Hi all! I have a 12B model that is distributed on 4 GPUs and a 2.8B model that is also distributed. I’m performing inference on 12B followed by training 2.8B. However, after a first few thousand steps of training, I’m getting the NCCL timeout error. I even tried increasing the default timeout to 90 minutes using this: os.environ["NCCL_TIMEOUT"] = "5400" os.environ["TORCH_NCCL_BLOCKING_WAIT"] = "1" but looks like it’s not getting applied and the default value is still 10 minutes. Here is my error:
rank1]:[E715 17:27:51.148884976 ProcessGroupNCCL.cpp:632] [Rank 1] Watchdog caught collective operation timeout: WorkNCCL(SeqNum=1518933, OpType=ALLREDUCE, NumelIn=10490880, NumelOut=10490880, Timeout(ms)=600000) ran for 600000 milliseconds before timing out.
[rank2]:[E715 19:31:08.566950534 ProcessGroupNCCL.cpp:756] [Rank 2] Work WorkNCCL(SeqNum=1518933, OpType=ALLREDUCE, NumelIn=10490880, NumelOut=10490880, Timeout(ms)=600000) timed out in blocking wait.
[rank2]:[E715 19:31:09.873338639 ProcessGroupNCCL.cpp:684] [Rank 2] Some NCCL operations have failed or timed out. Due to the asynchronous nature of CUDA kernels, subsequent GPU operations might run on corrupted/incomplete data.
[rank2]:[E715 19:31:09.873366470 ProcessGroupNCCL.cpp:698] [Rank 2] To avoid data inconsistency, we are taking the entire process down.
I would appreciate any pointers! I’m running the script using accelerate launch script.py and have a deepspeed config file setup already.
@John6666 do you mean only setting up DS env directly but still using accelerate for training? or do you mean completely switching to DS for everything (moving away from HF)?
@John6666 looks like my previous solution didn’t work, so I’m back at it
Do you mean creating a config.json myself and then passing it in then training args using deepseed=config.json?

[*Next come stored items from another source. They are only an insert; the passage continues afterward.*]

PR #196, opened 2019-06-13
verify-style: run dep check

squeed:
This will catch if we leave the project in a funny state.


squeed:
Ah, looks like we need to install dep in our `release` tooling first. huh.

hack/verify-style.sh
```diff
@@ -20,6 +20,10 @@ if [[ ! $(which operator-sdk) ]]; then
   echo "operator-sdk not found on PATH. To install:"
   echo "go get -u github.com/operator-framework/operator-sdk/commands/operator-sdk"
 fi
+if [[ ! $(which dep) ]]; then
```
danwinship: while you're adding this, I'm pretty sure you can remove the check for operator-sdk just above, can't you?

hack/verify-style.sh
```diff
@@ -41,6 +45,9 @@ fi
 echo "Running go vet..."
 go vet $GOPKGS
 
+echo "Running dep check..."
+dep check
+
 # Temporariy disabled because it breaks openshift-ci
```
danwinship: we should fix this too while we're dealing with things...

hack/verify-style.sh
squeed: definitely - especially since we don't `exit 1` anyways.

hack/verify-style.sh
squeed: hah, it should just be removed, now that our types are in openshift/api

squeed:
Uh, what!? It works on my machine!?

```
Running dep check... 
# vendor is out of sync:
github.com/gogo/protobuf: hash of vendored tree not equal to digest in Gopkg.lock
```

squeed:
Wow, turns out that the .gitignore we got from Github excluded `tags`, not `/tags`. Fixed...

PR #198, opened 2019-06-13
[WIP] Cluster Network Operator Should Result in No-Op for Unknown Network Types

vareti:
OpenShift Cluster Network Operator should result in a No-Op and not do anything if `NetworkType` is specified as anything other than `OpenShiftSDN`, `OVNKubernetes`, `Kuryr` and `Raw`. This will help third party network operators like Nuage to manage network in an OpenShift Cluster.

Like OpenShift Cluster Network Operator, Nuage SDN Operator also uses `Networks.config.openshift.io` and `Networks.operator.openshift.io` objects to manage networking in an OpenShift cluster. The operator that manages the network for an OpenShift cluster will depend on the `NetworkType` value specified during installation.

### DIFF
--- a/pkg/controller/clusterconfig/clusterconfig_controller.go
+++ b/pkg/controller/clusterconfig/clusterconfig_controller.go
@@ -89,7 +89,7 @@ func (r *ReconcileClusterConfig) Reconcile(request reconcile.Request) (reconcile
 	}
 
 	if err := network.ValidateNetworkType(clusterConfig.Spec.NetworkType); err != nil {
-		log.Printf("Unsupported NetworkType specified: %v", err)
+		log.Printf("Failed to validate NetworkType: %v", err)
 		return reconcile.Result{}, err
 	}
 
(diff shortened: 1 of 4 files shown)


squeed:
HI there, thanks for the PR.

I don't think we want the network operator to always short-circuit. It manages other aspects of networking, even when it's not installing a default network plugin. For example, it will (soon) install kube-proxy for third-party network providers, and it will always install Multus.

Instead, I think there are two things that need to happen.
1- You should stop using `Network.operator.openshift.io` - that is *only* for the cluster-network-operator. You should define your own type
2 - We need to make sure that our configuration object lets you select the features, such that the cluster is configured in a way for your network plugin to succeed.

If you need to disable kube-proxy or multus, you can do so already. If there's something else, then file an issue and we can get you the knobs you need.

vareti:
Hi @squeed 

Thanks for your comment.

It would be really great if you can provide the knobs for a 3rd party network provider to manage OpenShift cluster networking . Nuage provides a [CNI plugin](github.com/nuagenetworks/nuage-cni), a [control plane](github.com/nuagenetworks/nuage-kubernetes) and custom flavor of OVS to forward the traffic. It is still expected that kube-proxy to be already running though. I could not find a way of doing this without CNO and Nuage SDN operator stepping on each other. I will file an issue for this feature enhancement. 

I will be glad to help in making any changes to support this feature. Please let me now.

And then do I run the script using the usual accelerate launch script.py?
Yeah. I haven’t actually used DeepSpeed, but I think that method above is the most moderate way to work around it. If you handle DeepSpeed manually, it should be fine.
As for the compatibility issue with Accelerate, that’s probably the case, but fixing it with a patch would be difficult…
Hi, this is pretty much still an issue.
DeepSpeed with accelerate just hangs at the end of an epoch, sitting there doing nothing. No errors thrown, until a time out occurs.
I’ve tried:
NCCL_P2P_DISABLE
NCCL_IB_DISABLE=1
NCCL_CUMEM_ENABLE=0
NCCL_SHM_DISABLE=1
And various debug approaches, such as:
CUDA_LAUNCH_BLOCKING=1
TORCH_NCCL_ASYNC_ERROR_HANDLING=1
What really puzzles me is that DeepSpeed on a single GPU, aka when I disable the rest via CUDA_VISIBLE_DEVICES="0" works fine. As soon as I start enabling them back, it hangs at the end of the epoch. All 8 GPUs are using RAM and show 100% usage.